Speaker
Description
Biological, polymer and medical samples may depict a wide particle size spectrum from nm to µm scale. The particle structure in solution can be studied without radiation damage by SANS up to 1 µm size (ILL-D11, 30m distance, 15Å), and at high intensity by SAXS. The particle size distribution is available by dynamic light scattering DLS, while this requires with concentrated original samples of SANS and SAXS the application at backscattering (173°; NIBS , No-Invasive Back-Scattering) and focusing to the front layer of the sample to avoid multiple scattering and special optics.

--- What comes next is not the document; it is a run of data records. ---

PR #1830, opened 2021-11-24
Simplify MeshTag construction

garth-wells:
Use a 2D array rather than AdjacencyList in the constructor.


jorgensd:
@garth-wells This simplification does not support MeshTags facets on prisms, or MeshTags on mixed-cell type meshes?

garth-wells:
> @garth-wells This simplification does not support MeshTags facets on prisms, or MeshTags on mixed-cell type meshes?

We don't support mixed-meshes yet. The storage layout for mixed meshes is still be determined. This function could use an `AdjacencyList` or it could use a collection of 2D arrays (one for each entity type).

At ILL-D11 we have developed a strategy, setup and theory for a quantitative SANS/SAXS-DLS coupling. The SANS/SAXS beam and the laser of DLS hit the same point of a quartz cuvette/capillary. The DLS laser beam (Tm00) is focused to the 100 µm front layer of the cuvette to avoid multiple scattering. The DLS size range is extended from the usual 5µm to >100 µm by a special long focus (150 mm) optics in a dual optical bench device (Nanovel ProSpecD). In structure dynamics applications SANS and DLS are operated time resolved (SANS-DLS film).
The evaluation of SANS and DLS data is done following the same principles and scaling: The raw DLS data IDLS(r) represent the amount of scattering yielded by the particle size spectrum r. Here the large particles are tremendously over-estimated by the dependence of IDLS(r) on r6. The evaluation of the contributions with respect to mass contribution Cm(r) requires a scaling according to the particle type, as usual in SANS and SAXS in the Guinier- and Kratky-Porod-plots for spherical, flat / liposomal or stick-type particles. A theory and formula set for quantitative DLS in parallel to SANS/SAXS with pharmaceutical nanoparticle examples, and optics setup calculation is presented.